Although Amazon S3 buckets default to private access restricted to the account owner, the salesperson failed to follow AWS best practices, leaving the bucket publicly readable. The exposure was discovered before any known malicious actor accessed the data, and UpGuard reported it to AWS, which secured the bucket.
The contents of the bucket included spreadsheets documenting the configurations of approximately 31,000 GoDaddy systems hosted on AWS infrastructure. The spreadsheet columns covered hostname, operating system, workload type, AWS region, memory, CPU specifications, and related technical details across 41 distinct fields per system entry. Additionally, the files contained detailed AWS pricing information, including the specific discounts and rates GoDaddy had negotiated — commercially sensitive data that could provide competitors with a negotiating advantage in their own AWS contract discussions.

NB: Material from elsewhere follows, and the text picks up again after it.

PR #4322, opened 2021-04-27
Fix null exception on Raytracing SSS volume component

FrancescoC-unity:
There was missing a null check as on domain reload the asset might not be already be ready to be queried when the inspector GUI drawer is called.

While no customer personal data or credentials were exposed, the configuration map represented a detailed blueprint of GoDaddy’s cloud infrastructure. An attacker who obtained this data could have used it to select high-value targets based on workload type, probable data classifications, system role, region, and scale — substantially reducing the reconnaissance effort required for a targeted intrusion.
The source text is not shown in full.